Las tradicionales alianzas selladas con matrimonios habían convertido a las monarquías europeas en una gran familia, por lo general mal avenida y acostumbrada a acuchillarse en sangrientas guerras. Y esas paces, como las firmadas entre España y Francia, condujeron a las desposadas a situaciones dramáticas y dolorosos conflictos interiores. El caso de Ana de Austria es paradigmático. Y admirable. Rehén de un destino que le fue impuesto, atrapada entre dos lealtades y condenada a una eterna y bidireccional sospecha de traición, en 1635 estallaba de nuevo la guerra entre Francia y España. La cercanía y la correspondencia secreta que mantuvo con su padre y con su hermano, Felipe IV, le ocasionaron serios problemas en Francia. Ironías de la Historia, muerto su esposo, se convertía en reina regente el día previo a la derrota hispana de Rocroi. Se veía así a la cabeza del gran enemigo de su patria y de su propio hermano. Mas hubo de asumir su destino. ¡Y vaya si lo hizo!

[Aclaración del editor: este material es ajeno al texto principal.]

PR #145, opened 2022-03-02
ERC721: read from `calldata` for `safeTransferFrom()` and `_safeMint()`

z0r0z:


transmissions11:
hmmm i kept memory for flexibility when used internally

Ayudada por el cardenal Mazarino, afrontó con éxito no solo la guerra con España, sino una larga y peligrosa sublevación, la Fronda, que puso en serio peligro el trono de su hijo, Luis XIV, durante su minoría de edad. Las penalidades sufridas en aquellos años crearon un estrecho lazo entre ambos. En 1659, al fin se logró la paz que siempre había anhelado. Una paz que nos conduce al inicio de esta historia, pues también se negoció en la isla de los Faisanes y se selló con otra boda, la de su hijo con su sobrina María Teresa de Austria. De esta forma se acrecentó la amplia parentela castellana de Luis XIV, pues su madre, suegro y cuñados eran vallisoletanos, y su esposa madrileña.

Cuentan que cuando Ana murió, su hijo, el Rey Sol, el más poderoso de su tiempo, se desmayó. También que, cuando uno de sus allegados trataba de consolarle diciendo que fue una gran reina, respondió: «No señor, más que una gran reina, ella fue un gran rey».